What the exercise asks: Repeat the entries shown below with every word and mark intact.

Given information:
Issue #40, opened 2026-03-30
[Bug]:   Secret decryption fails with correct passphrase


pandey03muskan:
### Component

forge-cli (commands, TUI wizard, runtime)

### Description

I am encountering an issue while setting a secret using the Forge CLI. Even though I am providing the correct passphrase (the same one used to run the agent successfully), the command fails with a decryption error.

Command Used : -
forge secret set <KEY> <VALUE>

### Steps to reproduce

1. Run the agent using passphrase (works fine)

2. Run:
   forge secret set <KEY> <VALUE>
3. Enter the same passphrase
4. Observe the error

### Expected behavior

The secret should be set successfully since the passphrase is correct and already used to run the agent.

### Actual behavior

The command fails with a decryption error indicating a wrong passphrase.

### Operating system

Windows 11

### Go version

Forge v0.8.0

### forge.yaml (if relevant)

```yaml

```

### Logs / error output

```text
Error: setting secret: decrypting secrets file: decryption failed (wrong passphrase?): cipher: message authentication failed
```

initializ-mk:
@pandey03muskan this is a good first issue to fix. Do you want to take a stab at it?

pandey03muskan:
Yes, I’d like to take this up. I’ll start looking into it and share updates soon.

initializ-mk:
**Root cause identified and fixed in PR #41.**

The issue was in `parseSecretsPath()` in `forge-cli/cmd/secret.go`. It scanned `forge.yaml` line-by-line for any `path:` key — but every standard `forge.yaml` has `skills: path: SKILL.md`, which matched first. This caused `forge secret set/get/list/delete` to try AES-256-GCM decrypting `SKILL.md` as if it were the encrypted secrets file, resulting in `decryption failed (wrong passphrase?)`.

`forge run` was unaffected because `Runner.buildSecretProvider()` hardcodes the secrets file path and never calls `parseSecretsPath()`.

Fix: `parseSecretsPath()` now tracks the `secrets:` top-level YAML block and only matches `path:` keys within that block.

PR #41, opened 2026-04-02
[Bug]: Secret decryption fails with correct passphrase #40

pandey03muskan:
## Type of Change

- [ ] Bug fix

## Description

forge secret set/get/list/delete commands were failing with decryption failed (wrong passphrase?) when run from inside a project directory, even with the correct passphrase.

**Root cause:** parseSecretsPath() in forge-cli/cmd/secret.go scanned forge.yaml line-by-line for any path: key. Every standard forge.yaml has skills: path: SKILL.md — after strings.TrimSpace, that line matched first, so the CLI was trying to AES-256-GCM decrypt SKILL.md as if it were an encrypted secrets file.

forge run was unaffected because Runner.buildSecretProvider() hardcodes the secrets file paths and never calls parseSecretsPath.

**Fix:**

parseSecretsPath now tracks the secrets: top-level YAML block and only matches path: keys within that block
Extracted resolveSecretsPath() as a single shared function so the displayed path and the actual provider path are always consistent

## General Checklist

- [ ] Tests pass for affected modules (`go test ./...`)
- [ ] `go vet` reports no issues

### DIFF
--- a/forge-cli/cmd/secret.go
+++ b/forge-cli/cmd/secret.go
@@ -150,12 +150,29 @@ func defaultSecretsPath() string {
 	return filepath.Join(home, ".forge", "secrets.enc")
 }
 
-// secretsPathForDisplay returns the path being operated on for user-facing messages.
-func secretsPathForDisplay() string {
+// resolveSecretsPath returns the actual secrets file path that will be used,
+// accounting for the --local flag and any secrets.path override in forge.yaml.
+func resolveSecretsPath() string {
 	if secretLocal {
 		return localSecretsPath()
 	}
-	return defaultSecretsPath()
+	path := defaultSecretsPath()
+	cfgPath := cfgFile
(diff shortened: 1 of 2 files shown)


initializ-mk (approved):
**Bug confirmed** — `parseSecretsPath()` matches the first `path:` line in forge.yaml regardless of YAML nesting. In a standard config, `skills.path: SKILL.md` appears before `secrets.path`, so the CLI tries to decrypt `SKILL.md` as an encrypted secrets file.

**Fix is correct** — tracking the `secrets:` top-level block via indentation before matching `path:` resolves the ambiguity. The `resolveSecretsPath()` extraction also fixes the display/actual path inconsistency.

Minor suggestions:
- The blank-line removals in `encrypted_file_provider.go` (Delete and ensureLoaded) are unrelated cosmetic changes — consider dropping them to keep the diff focused.

No new bugs introduced. LGTM.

Task response:
Issue #40, opened 2026-03-30
[Bug]:   Secret decryption fails with correct passphrase


pandey03muskan:
### Component

forge-cli (commands, TUI wizard, runtime)

### Description

I am encountering an issue while setting a secret using the Forge CLI. Even though I am providing the correct passphrase (the same one used to run the agent successfully), the command fails with a decryption error.

Command Used : -
forge secret set <KEY> <VALUE>

### Steps to reproduce

1. Run the agent using passphrase (works fine)

2. Run:
   forge secret set <KEY> <VALUE>
3. Enter the same passphrase
4. Observe the error

### Expected behavior

The secret should be set successfully since the passphrase is correct and already used to run the agent.

### Actual behavior

The command fails with a decryption error indicating a wrong passphrase.

### Operating system

Windows 11

### Go version

Forge v0.8.0

### forge.yaml (if relevant)

```yaml

```

### Logs / error output

```text
Error: setting secret: decrypting secrets file: decryption failed (wrong passphrase?): cipher: message authentication failed
```

initializ-mk:
@pandey03muskan this is a good first issue to fix. Do you want to take a stab at it?

pandey03muskan:
Yes, I’d like to take this up. I’ll start looking into it and share updates soon.

initializ-mk:
**Root cause identified and fixed in PR #41.**

The issue was in `parseSecretsPath()` in `forge-cli/cmd/secret.go`. It scanned `forge.yaml` line-by-line for any `path:` key — but every standard `forge.yaml` has `skills: path: SKILL.md`, which matched first. This caused `forge secret set/get/list/delete` to try AES-256-GCM decrypting `SKILL.md` as if it were the encrypted secrets file, resulting in `decryption failed (wrong passphrase?)`.

`forge run` was unaffected because `Runner.buildSecretProvider()` hardcodes the secrets file path and never calls `parseSecretsPath()`.

Fix: `parseSecretsPath()` now tracks the `secrets:` top-level YAML block and only matches `path:` keys within that block.

PR #41, opened 2026-04-02
[Bug]: Secret decryption fails with correct passphrase #40

pandey03muskan:
## Type of Change

- [ ] Bug fix

## Description

forge secret set/get/list/delete commands were failing with decryption failed (wrong passphrase?) when run from inside a project directory, even with the correct passphrase.

**Root cause:** parseSecretsPath() in forge-cli/cmd/secret.go scanned forge.yaml line-by-line for any path: key. Every standard forge.yaml has skills: path: SKILL.md — after strings.TrimSpace, that line matched first, so the CLI was trying to AES-256-GCM decrypt SKILL.md as if it were an encrypted secrets file.

forge run was unaffected because Runner.buildSecretProvider() hardcodes the secrets file paths and never calls parseSecretsPath.

**Fix:**

parseSecretsPath now tracks the secrets: top-level YAML block and only matches path: keys within that block
Extracted resolveSecretsPath() as a single shared function so the displayed path and the actual provider path are always consistent

## General Checklist

- [ ] Tests pass for affected modules (`go test ./...`)
- [ ] `go vet` reports no issues

### DIFF
--- a/forge-cli/cmd/secret.go
+++ b/forge-cli/cmd/secret.go
@@ -150,12 +150,29 @@ func defaultSecretsPath() string {
 	return filepath.Join(home, ".forge", "secrets.enc")
 }
 
-// secretsPathForDisplay returns the path being operated on for user-facing messages.
-func secretsPathForDisplay() string {
+// resolveSecretsPath returns the actual secrets file path that will be used,
+// accounting for the --local flag and any secrets.path override in forge.yaml.
+func resolveSecretsPath() string {
 	if secretLocal {
 		return localSecretsPath()
 	}
-	return defaultSecretsPath()
+	path := defaultSecretsPath()
+	cfgPath := cfgFile
(diff shortened: 1 of 2 files shown)


initializ-mk (approved):
**Bug confirmed** — `parseSecretsPath()` matches the first `path:` line in forge.yaml regardless of YAML nesting. In a standard config, `skills.path: SKILL.md` appears before `secrets.path`, so the CLI tries to decrypt `SKILL.md` as an encrypted secrets file.

**Fix is correct** — tracking the `secrets:` top-level block via indentation before matching `path:` resolves the ambiguity. The `resolveSecretsPath()` extraction also fixes the display/actual path inconsistency.

Minor suggestions:
- The blank-line removals in `encrypted_file_provider.go` (Delete and ensureLoaded) are unrelated cosmetic changes — consider dropping them to keep the diff focused.

No new bugs introduced. LGTM.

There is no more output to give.